9. Residual Risks and Acceptance
After treatment, the residual risk register is presented to the management body for formal acceptance in accordance with Article 20(1) of the NIS2 Directive. Residual risks rated Medium or below within risk appetite are signed off by the CISO; residual risks rated High or Critical require explicit acceptance by the management body, which may impose additional compensating controls or shorten the next review interval. The signed residual risk register is retained as evidence of the risk-based approach required by Article 21(1) and is made available to the supervisory authority [supervisoryAuthority] on request.

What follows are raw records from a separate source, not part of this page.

PR #1966, opened 2023-12-17
Add Bloaty iOS size test for PRs

### LINKED ISSUE #1797: Bloaty report for iOS dynamic library
Now that Bloaty is set up to report on the Linux renderer binary, we can expand its usage to iOS by generating a report for the iOS app size.

image

cc @mwilsnd

louwers:
Closes  #1797 to report size tests results generated with Bloaty on iOS. These tests should be a bit more reliable than the Linux size test we have now.

As always working on GitHub actions workflows may take a couple of tries to get it right. There is some duplication between `pr-bloaty_ios.yml` and `pr-tests.yml` but let's fix that once we decide if we want to keep the Linux size test (and this new one works).

### DIFF
--- a/.github/workflows/ios-ci.yml
+++ b/.github/workflows/ios-ci.yml
@@ -164,6 +164,45 @@ jobs:
             ${{ env.ios_cpp_test_artifacts_dir }}/CppUnitTests.xctest.zip
             ${{ env.ios_cpp_test_artifacts_dir }}/CppUnitTestsApp.ipa
 
+      # Size test (Bloaty)
+
+      - name: Build dynamic library for size test (Bloaty)
+        if: matrix.renderer == 'drawable'
+        run: |
+          bazel build //platform/ios:MapLibre.dynamic --//:renderer=metal --//:maplibre_platform=ios --compilation_mode="opt" --copt -g --strip never --output_groups=+dsyms --apple_generate_dsym
+          bazel_bin="$(bazel info --compilation_mode="opt" bazel-bin)"
+          unzip "$bazel_bin"/platform/ios/MapLibre.dynamic.xcframework.zip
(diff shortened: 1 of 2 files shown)


.github/workflows/ios-ci.yml
```diff
@@ -164,6 +164,45 @@ jobs:
             ${{ env.ios_cpp_test_artifacts_dir }}/CppUnitTests.xctest.zip
             ${{ env.ios_cpp_test_artifacts_dir }}/CppUnitTestsApp.ipa
 
+      # Size test (Bloaty)
+
+      - name: Build dynamic library for size test (Bloaty)
+        if: matrix.renderer == 'drawable'
+        run: |
+          bazel build //platform/ios:MapLibre.dynamic --//:renderer=metal --//:maplibre_platform=ios --compilation_mode="opt" --copt -g --strip never --output_groups=+dsyms --apple_generate_dsym
```
mwilsnd, line 172: Build with `-Oz` here to prevent the inliner behavior from distorting the optimal size configuration. Otherwise things may get aggressively inlined which distorts the metric we're interested in.

Additionally, if we can, build only for armv8/AArch64. By default I think the xcframework should have both binaries in it (x86-64 and armv8). Bloaty gets confused by that and tends to pick one, usually x86-64 in my testing. Arm binaries are going to be bigger just by virtue of the instruction set, so make sure we're comparing arm.

mwilsnd (changes requested):

.github/workflows/ios-ci.yml
louwers: Yes it contains both:

```
$ ls MapLibre.xcframework
Info.plist*                  ios-arm64/                   ios-arm64_x86_64-simulator/
```

But I am extracting the armv8 dynamic library from the XCFramework:

```
cp MapLibre.xcframework/ios-arm64/MapLibre.framework/MapLibre MapLibre_dynamic
```

```
 $ file MapLibre_dynamic
MapLibre_dynamic: Mach-O 64-bit dynamically linked shared library arm64
```

So should be fine.

mwilsnd (approved):

PR #1967, opened 2023-12-17
Sunset non-Metal iOS builds on CI

louwers:
Switch all iOS builds and tests to use Metal on CI.


platform/darwin/test/MLNDocumentationExampleTests.swift
```diff
@@ -459,6 +459,8 @@ class MLNDocumentationExampleTests: XCTestCase, MLNMapViewDelegate {
     }
     
     func testMLNMapSnapshotter() {
```
louwers, line 461:
```suggestion
    func testMLNMapSnapshotter() throws {
```

stefankarschti (approved):

cgalvan (approved):

PR #1980, opened 2023-12-22
UBO by index instead of map

alexcristici:


TimSylvester (approved):

include/mbgl/gfx/uniform_block.hpp
```diff
@@ -101,31 +92,21 @@ class UniformBlockArray {
...
     /// Do something with each block
-    template <typename Func /* void(const StringIdentity, const UniformBlock&) */>
+    template <typename Func /* void(const size_t, const UniformBlock&) */>
     void visit(Func f) {
-        std::for_each(uniformBlockMap.begin(), uniformBlockMap.end(), [&](const auto& kv) {
-            if (kv.second) {
-                f(kv.first, *kv.second);
+        std::for_each(uniformBlockVector.begin(), uniformBlockVector.end(), [&](const auto& block) {
+            if (block) {
+                f(0, *block);
```
stefankarschti, line 99: Did you want to send the UBO index? If it's never used perhaps remove the first parameter entirely?

src/mbgl/shaders/gl/shader_program_gl.cpp
```diff
@@ -149,23 +151,21 @@ std::shared_ptr<ShaderProgramGL> ShaderProgramGL::create(Context& context,
...
-        GLsizei length = 0;
+    for (const auto& blockInfo : uniformBlocksInfo) {
+        GLint index = MBGL_CHECK_ERROR(glGetUniformBlockIndex(program, blockInfo.name.data()));
         GLint size = 0;
-        GLint binding = index;
-        MBGL_CHECK_ERROR(glGetActiveUniformBlockName(program, index, maxLength, &length, name.data()));
         MBGL_CHECK_ERROR(glGetActiveUniformBlockiv(program, index, GL_UNIFORM_BLOCK_DATA_SIZE, &size));
-        assert(length > 0 && size > 0);
+        assert(size > 0);
+        GLint binding = GLint(blockInfo.binding);
```
mwilsnd, line 159: Prefer `static_cast<GLint>`

include/mbgl/gfx/uniform_buffer.hpp
```diff
@@ -46,37 +42,30 @@ class UniformBuffer {
...
-
     UniformBufferArray() = default;
     UniformBufferArray(UniformBufferArray&&);
     // Would need to use the virtual assignment operator
     UniformBufferArray(const UniformBufferArray&) = delete;
     virtual ~UniformBufferArray() = default;
 
     /// Number of elements
-    std::size_t size() const { return uniformBufferMap.size(); }
+    std::size_t size() const { return uniformBufferVector.size(); }
```
mwilsnd, line 55: Expand on the comment here to explain that this size is actually an upper limit on the number of UBOs per array now.

include/mbgl/shaders/ubo_max_count.hpp
```diff
@@ -0,0 +1,44 @@
...
+#include <mbgl/shaders/line_layer_ubo.hpp>
+#include <mbgl/shaders/raster_layer_ubo.hpp>
+#include <mbgl/shaders/symbol_layer_ubo.hpp>
+
+#include <algorithm>
+
+namespace mbgl {
+namespace shaders {
+
+static constexpr auto maxUBOCountPerShader = std::max({static_cast<size_t>(backgroundUBOCount),
```
mwilsnd, line 22: So we're trading some level of maintainability here for the moment to do this. A follow up for me probably is to generate things like this as part of the revamped shader code generation.

src/mbgl/shaders/gl/shader_info.cpp
```diff
@@ -0,0 +1,178 @@
...
+
+namespace mbgl {
+namespace shaders {
+
+UniformBlockInfo::UniformBlockInfo(std::string_view name_, std::size_t id_)
+    : name(name_),
+      id(id_),
+      binding(id_) {}
+
+const std::vector<UniformBlockInfo> ShaderInfo<BuiltIn::BackgroundShader, gfx::Backend::Type::OpenGL>::uniformBlocks = {
```
mwilsnd, line 13: For now vectors are fine here, once I can come back to the code generation PR these can be made into `std::array`s.

mwilsnd (changes requested):
Looking good! Guess I need to dust off that shader code generation PR when I have a chance and really update it for this.

include/mbgl/gfx/uniform_block.hpp
alexcristici: Fixed.

src/mbgl/shaders/gl/shader_info.cpp
alexcristici: I used vector here, because I am passing it here are param:
        ```
shader = ShaderProgramGL::create(glContext,
                                         programParameters,
                                         shaderName,
                                         firstAttribName,
                                         shaders::ShaderInfo<ShaderID, gfx::Backend::Type::OpenGL>::uniformBlocks,
                                         vert,
                                         frag,
                                         additionalDefines);
```

alexcristici: We can adjust it later and for now it's fine like this or should I find a way an change it now to arrays?

include/mbgl/shaders/ubo_max_count.hpp
alexcristici: Yes, that's true.

src/mbgl/shaders/gl/shader_info.cpp
mwilsnd: It's fine for now, I don't think there will be much difference moving to arrays. Just a thought that code generation can make a bit more maintainable.

stefankarschti (approved):

include/mbgl/gfx/uniform_buffer.hpp
alexcristici: Updated comment and changed the function name to `allocatedSize()`. Not sure if this is the best name, let me know if you have any other suggestions.

mwilsnd (approved):

PR #1994, opened 2024-01-04
Stencil clear

### LINKED ISSUE #1981: Drawable Renderer: some styles have missing layers at zoom level >= 15

TimSylvester:
Reverts the subset-based check for stencil mask reset, which would consider a mask with a superset of the current render tile set valid for reuse.  When multiple sources are in use, this would lead to rendering with incorrect masks causing some tiles to not appear for some layers.  It's no longer necessary to account for different layers of the same source not generating the same set of tile drawables, per #1871, so this should not be a performance problem.

Replaces #1989
Resolves #1981

### DIFF
--- a/src/mbgl/renderer/paint_parameters.cpp
+++ b/src/mbgl/renderer/paint_parameters.cpp
@@ -101,34 +101,11 @@ using GetTileIDFunc = const UnwrappedTileID& (*)(const typename TIter::value_typ
 
 using TileMaskIDMap = std::map<UnwrappedTileID, int32_t>;
 
-// `std::includes` adapted to extract tile IDs from arbitrary collection iterators.
-// This is needed because, although it accepts iterators of different types, they must be:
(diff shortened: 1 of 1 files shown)


alexcristici (approved):

mwilsnd (approved):

louwers (approved):
Neat!

PR #1995, opened 2024-01-05
Update node release based on maplibre-js release workflow - v2 with changelog

acalcutt:
This PR updates the node release workflow so it no longer increments the version on it's own. This should allow it to work with the approval requirements on this repo. I've made this work more like the maplibre-js workflow at https://github.com/maplibre/maplibre-gl-js/blob/b7b86c1018842a139d4ced21a071ca4a3d9f24b5/.github/workflows/release.yml .

To increment the version now, someone would make a PR that changes the version in 'package.json' and release notes in 'platform\node\CHANGELOG.md'. Once the version in package.json has change, the workflow automatically checks that version against what is published on npm. If the version has not been published, the binaries get built and published to github using NODE_PRE_GYP_GUTHUB. Then the release is published to npm. 

I've also cherry picked some https://github.com/maplibre/maplibre-native/pull/1941 I made in the opengl-2 branch.

- update '@acalcutt/node-pre-gyp' to support node 20
- put '--fallback-to-build=false' in package.json. I had changed this a while back but it should be false since we don't have GYP build files
- fix 'runner.arch' that should be 'matrix.arch'
- update readme to reflect binaries being built
- remove unused node-ci-mac.yml
- I was also thinking about versioning. Maybe in the 'opengl-2' branch we can continue a 5.x release , but in main we can start with '6.0.0-pre.0' (once we get something together for a metal pre-release)

**Other fixes**
- Added automatic inserting of node changelog into release notes.
- Try to use GITHUB_TOKEN instead of NODE_PRE_GYP_GITHUB_TOKEN. Added 'contents: write' permission to allow this token to publish the release and add release notes.

**Testing**
I have created a test release (minus macos support) at
https://github.com/WifiDB/maplibre-native/actions/runs/7429441972
https://www.npmjs.com/package/@acalcutt/maplibre-gl-native-test/v/5.2.9
https://github.com/WifiDB/maplibre-native/releases/tag/node-v5.2.9

**Notes**
After this is approved I plan to cherry pick these changes over to 'opengl-2' so I could also make a updated release with macos support there, so a squash and merge may be easier if this is merged.

PR #2005, opened 2024-01-08
[node][opengl-2] Update node release based on maplibre-js release workflow - v2 with changelog

acalcutt:
This PR is a cherry pick of https://github.com/maplibre/maplibre-native/commit/43e52d054e234992ba030ffae3076b682d410324 which brings release workflow updates from https://github.com/maplibre/maplibre-native/pull/1995 into the 'opengl-2'

My goal is to create at least one more release (and pre-release) from the 'opengl-2' branch, which supports node 20 and macos

The only change I made other than the cherry pick was to update this to run on `branches: [opengl-2]` and to re-enable the macos in the workflow.


ntadej:
What should we do with the failing ARM test? I guess you need it for the release?

acalcutt:
For the arm releases, the binary is buiding but some of the tests are failing. So I was considering doing a pre-release and asking someone i know on macos to try it out. these tests have never been 100% on all platforms.

I was looking at the failed tests in https://github.com/maplibre/maplibre-native/pull/1942 . you can see how they are failing in the results at https://github.com/maplibre/maplibre-native/actions/runs/7183103165?pr=1942 . Some of the failing tests have been disable in the main branch, although the ones left seems like it is failing some type of calculation slightly.

most of the tests the failed visually don't looks that off, so I am unsure if it is a test issue or a build issue.

acalcutt:
We only usually run these tests on macos, but in that test PR I enabled them in linux too and one thing i notices is the arm64 linux version fails in a similar way with some type of lat/lon calculation slightly off. At least for that release, i can test a bit more myself once we have a pre-release of it, since I usually use the arm64 linux version locally.

louwers (approved):

louwers:
Approved based on the fact that it is a cherry-pick so already approved.

acalcutt:
@louwers Any suggestion on what I should do about the required test that isn't running required to merge this?

It looks like maybe the qt-ci build it is requiring, but it doesn't seem like it triggered. looking at that qt-ci it is set to run on this branch, so not sure what it didn't run like the node tests.

ntadej:
You can ignore that. I can merge it but I wonder if failing ARM test still allows you to make a release?

acalcutt:
yes, even with the failing arm test it would still allow a release. the release doesn't run any tests, it just builds the binary and posts it to github and publishes the npm. We can see from the tests that the build portion of this works, so that should succeed.

To publish a release I would create a new PR to change the version and CHANGELOG in this branch, like https://github.com/maplibre/maplibre-native/pull/2005/files#diff-98b4dc8f37a6a0ef8854dd55234f64ea248f90654c4027ee3fdba48e9b14a30a

PR #2007, opened 2024-01-10
[node][opengl-2] Release node-v5.3.0-pre.0 - test node release workflow

acalcutt:
This PR should push a release 'node-v5.3.0-pre.0' from the 'opengl-2' branch.  This should allow new node binaries for node 16/18/20

In the changelog, since this is a pre-release, I copied the unreleased changes from main. I wasn't sure if I should keep them under main also. i decided to leave them in both spots until a full release was made

I added two breaking changes
1.) The removal node 14 binary
2.) The change to ubuntu 22.04 may change OS requirements.

### DIFF
--- a/platform/node/CHANGELOG.md
+++ b/platform/node/CHANGELOG.md
@@ -2,15 +2,18 @@
 ## main
 
 * ...Add new stuff here...
-* [Breaking] Remove node 14 support and add node 20 support. We are now building binaries for node 16,18,20
-* [Breaking] Linux binary is now built on Ubuntu 22.04 instead of Ubuntu 20.04. it could require a OS update to use this update on linux.
+* [Note] This is a OpenGL-2 release. It does not include metal support.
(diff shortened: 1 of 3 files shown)


platform/node/CHANGELOG.md
```diff
@@ -1,6 +1,16 @@
 
 ## main
 
+* ...Add new stuff here...
```
ntadej, line 4: Personally I would not duplicate changelog until we start making `main` and `opengl-2` releases in parallel.

ntadej (changes requested):

platform/node/CHANGELOG.md
acalcutt: I got rid of the duplication in main. 

the two things that we under 'main' before were part of the opengl-2 branch already, so this is actually the first release they will be included in.

ntadej (approved):

platform/node/CHANGELOG.md
acalcutt: I was thinking though that after the release, that maybe we changelog and package.json changes might be good to cherry pick back to main so everything is in sync version and changelog wise.

PR #2008, opened 2024-01-10
UBO fixes

alexcristici:


sjg-wdw (approved):

TimSylvester (approved):

include/mbgl/shaders/gl/drawable_fill_outline.hpp
```diff
@@ -11,7 +11,6 @@ struct ShaderSource<BuiltIn::FillOutlineShader, gfx::Backend::Type::OpenGL> {
     static constexpr const char* vertex = R"(layout (std140) uniform FillOutlineDrawableUBO {
     highp mat4 u_matrix;
     highp vec2 u_world;
-    highp vec2 pad;
```
stefankarschti, line 14: This is a needed padding field to keep the ubo size multiple of 16 bytes.

alexcristici: Then I probably need to add it in the glsl file to in sync.

src/mbgl/renderer/layers/render_line_layer.cpp
```diff
@@ -485,50 +485,92 @@ void RenderLineLayer::update(gfx::ShaderRegistry& shaders,
 
         // interpolation UBOs
         const float zoom = static_cast<float>(state.getZoom());
```
stefankarschti, line 487: `zoom` could change every frame, therefore the interpolation UBOs could also be different for data driven properties. Not updating these after the first compute could be affecting visuals?

alexcristici: This code is running per frame, so the zoom is updated per frame.

stefankarschti: correct, my bad.

stefankarschti (approved):

PR #2014, opened 2024-01-12
Enable incompatible_disallow_empty_glob

keith:
This just makes it easier to spot accidental bugs where we think we're globbing something when we're not


louwers:
Should we remove `allow_empty =False` from `glob`?

louwers (approved):

keith:
https://github.com/maplibre/maplibre-native/pull/2032

PR #2018, opened 2024-01-14
[node][main] Update latest release to node-v5.3.0

acalcutt:
This is a cherry pick of the node-v5.3.0 release on the 'opengl-2' branch. This is mainly so main package.json reflects the latest version and the CHANGELOG included the latest information.

In addition to updating the version, this will also make npm pull in the latest binaries when a user does 'npm install', since it uses the version in package.json to know which version to pull.

**Note**
This will not actually make a new release, since node-v5.3.0 is already published.

### DIFF
--- a/package-lock.json
+++ b/package-lock.json
@@ -1,12 +1,12 @@
 {
   "name": "@maplibre/maplibre-gl-native",
-  "version": "5.2.0",
+  "version": "5.3.0",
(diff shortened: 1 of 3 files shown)


ntadej (approved):
Is there a reason this is still draft?

acalcutt:
It was late when I made this, so I wanted to wait until morning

10. Recommendations and Next Steps
Priority recommendations are summarised in Appendix C with proposed actions, owners, target dates and expected impact on the residual risk position. Long-term recommendations include any structural improvements identified during this Assessment that exceed the current cycle: organisational changes, capability uplifts, technology modernisation, supplier consolidation. The next full risk assessment is scheduled for [reviewDate]; an interim review is triggered by any significant change to operations, threat landscape, regulatory environment, or material incident. The Assessment is owned by [cisoName] and signed off by the management body of [companyName].
This document is a template provided as a starting point for your compliance documentation. It does not constitute legal advice and should be reviewed by a qualified legal professional before use. Viktoria Compliance accepts no liability for the use of this template.